Es gibt einen etwas komplexeren Hintergrund: ich benutze für drei Rechner einen Switch, so daß alle Rechner dieselbe Maus, Tastatur und Monitor verwenden. Umschalten kann ich per Knopfdruck. Auf einem anderen Rechner funktioniert die Funkmaus unter Windows7 problemlos (also liegts nicht an der Maus), auf einem dritten Rechner, den ich zur Kontrolle eingeschaltet habe, tut es die Funkmaus sowohl mit WindowsXP wie auch mit Kubuntu, aber nicht auf einer vier Jahre alten Gentoo-Installation.

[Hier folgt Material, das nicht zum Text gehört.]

PR #7811, opened 2026-04-08
Add configurable playback buffer size for HLS player

GeiserX:
### Changes

FYI: This is written by me, not by LLMs.
This PR adds a playback buffer size setting (Auto / Large / Extra Large) under Settings > Playback that controls how far ahead the HLS player can buffer video.

- **Auto**: preserves current master behavior (30s default, 6s for high-bitrate streams on Chrome/Edge/Firefox per #6985) - check the discussion at https://github.com/jellyfin/jellyfin-web/pull/7455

Ich möchte nun gerne, daß es diese neue handliche Maus tut.Last edited by Christoph Schnauß on Wed Aug 29, 2012 10:49 am; edited 1 time in total

----------

## Klaus Meier

Wie ist sie denn angeschlossen? Per USB über den Schalter? Hast du das Event-Interface aktiviert. Also sowohl im Kernel als auch asl X-Treiber?

----------

## Christoph Schnauß

 *Klaus Meier wrote:*   

> Wie ist sie denn angeschlossen? Per USB über den Schalter? Hast du das Event-Interface aktiviert. Also sowohl im Kernel als auch asl X-Treiber?

 

Anschluß an USB. Am Kernel hab ich nichts geändert. Event ist aktiviert.

----------

## Christoph Schnauß

Ich muß das nochmal hochholen, vielleicht hat noch jemand eine Idee.

----------

## Klaus Meier

Ok, dann gib doch bitte mal das Modell durch. Und die Ausgabe von usbdevices.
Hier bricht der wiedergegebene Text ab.